WHAT TO WORK ON.
Where does the word "since" appear in the entries below? Copy each line that holds it.

SUPPLIED MATERIAL.
Issue #2390, opened 2024-12-16
TreeDataGrid column sorting doesn't work


LukeNexusMods:
The alphabetical order on the library page doesn't work correctly and keeps giving you a different order that is not alphabetical. 

You can see this most when you have installed a large collection.

erri120:
The new column tech we have doesn't sort properly and I don't know why. Might be a weird interaction with `TreeDataGrid` specifically, but the comparison operators we have should be fine.

erri120:
This hasn't been fixed.

LukeNexusMods:
File a ticket with Avalonia to find out what is happening.

LukeNexusMods:
Are we able to manually give the models values in the code?

halgari:
Did some investigation on this. As of now (in main) Size is broken, so I started there. After a bit of digging it's because we're setting `subscribeWhenCreated=false` on the `SizeComponent`. Setting that to `true` and inverting the sort order gives the expected behavior. 

At least for this column it's all down to subscriptions not enabling when we create the rows, so that we can't sort columns because the interneal sort values are `0` when the row is created, and because the rows aren't in view they never get the official value so that the sort can work correctly. 

Another test for this is to download ~4 mods, then notice that the sorting works fine because all 4 rows are in view. 

I'll let @erri120 comment/dig into this one a bit and give a recommendation.

erri120:
It's pretty clear that the sorting doesn't work properly because the item models aren't activated if they are out of view which means every component isn't activated as well and some components aren't added because the subscriptions for adding components aren't active.

Sorting (computer science) works by comparing two values, but in our case item models and components that haven't been activated don't have a value. Regardless of how the Avalonia TreeDataGrid code does sorting, even if we completely replace it, we'll still have the issue of having no values. The only solution for that is to activate every model in the TreeDataGrid regardless of whether they are in view or not. @Al12rs and I have been chatting about this from time to time and performance is the only reason we're currently only activating item models that are in view.

I think we can activate every item model if we improve many of the performance issues we currently have. It would definitely simplify a bunch of code we have, we already have many places where subscriptions are active even if the item model isn't in view because selections have to work on all items (eg: select all items and hit "remove", it should remove all items and not just the items in view).

[...]

PR #2739, opened 2025-02-26
Activate every model

erri120:
Related to #2390. Also implements the action column ordering for the collection download page.

### DIFF
--- a/src/NexusMods.App.UI/Controls/TreeDataGrid/CompositeItemModel.cs
+++ b/src/NexusMods.App.UI/Controls/TreeDataGrid/CompositeItemModel.cs
@@ -22,6 +22,7 @@ public sealed class CompositeItemModel<TKey> : TreeDataGridItemModel<CompositeIt
 
     private readonly Dictionary<ComponentKey, IDisposable> _observableSubscriptions = new();
     private readonly ObservableDictionary<ComponentKey, IItemModelComponent> _components = new();
+    private readonly CompositeDisposable _trackedDisposables = new();
 
     /// <summary>
     /// Gets the dictionary of all components currently in the item model.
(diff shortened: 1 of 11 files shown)


Al12rs (changes requested):
Current code has some issues:

- Child models are never activated
- `BeforeModelActivationHook` and `BeforeModelDeactivationHook` are never called, meaning that some subscriptions are missing

erri120:
> Current code has some issues:
> 
>     * Child models are never activated (or deactivated)
> 
>     * `BeforeModelActivationHook` and `BeforeModelDeactivationHook` are never called, meaning that some subscriptions are missing

Should be fixed. I'll probably re-do some parts of this tomorrow.

halgari:
Aside from the above comments, this seems to be working fine to me.

erri120:
I've updated the code with new activation logic. Root rows now get activated before TreeDataGrid gets to see them, this should give the observables enough time to fill in data before the first render. Child rows are still activated via the previous TreeDataGrid `RowPrepared` functionality.

A big change was the removal of row deactivation. If our models are always activated, the only time when they would be deactivated is when they would also be disposed. If we already dispose, we don't need to deactivate, it would be a redundant step. `DisposeMany` from Dynamic Data will dispose any removed items, I've verified that this works using the observable tracker page.

This also meant that `BeforeModelDeactivationHook` can be removed. The subscriptions that get set up in `BeforeModelActivationHook` are now tracked by the model itself instead of the adapter.

src/NexusMods.App.UI/Controls/TreeDataGrid/CompositeItemModel.cs
```diff
@@ -315,6 +316,22 @@ public IDisposable SubscribeToComponent<TComponent, TState>(
...
     }
 
+    /// <summary>
+    /// Subscribes to a component with the given key in the item model.
+    /// </summary>
+    /// <remarks>
+    /// Differs from <see cref="SubscribeToComponent{TComponent,TState}"/> in that the
+    /// disposable is tracked by the model itself.
+    /// </remarks>
+    public void TrackSubscriptionToComponent<TComponent, TState>(
```
Al12rs, line 326: Suggestion:
`SubscribeAndTrackToComponent`

Al12rs (commented):
I have just run into a deadlock while testing this.

I also think we may be leaking stuff since memory usage kept going up after each time the library or other tree view was opened. I got to 2.7GB before the deadlock.

Sewer56:
> I also think we may be leaking stuff since memory usage kept going up after each time the library or other tree view was opened. 

I've experienced something like this on main branch too to some extent. Not sure if related.

halgari:
Merged in #2776 after I fixed the tests. We'll have to make a pass on RedMod sorting as part of the Cyberpunk sprint coming up.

SOLUTION TO THIS EXERCISE.
I also think we may be leaking stuff since memory usage kept going up after each time the library or other tree view was opened. I got to 2.7GB before the deadlock.
> I also think we may be leaking stuff since memory usage kept going up after each time the library or other tree view was opened. 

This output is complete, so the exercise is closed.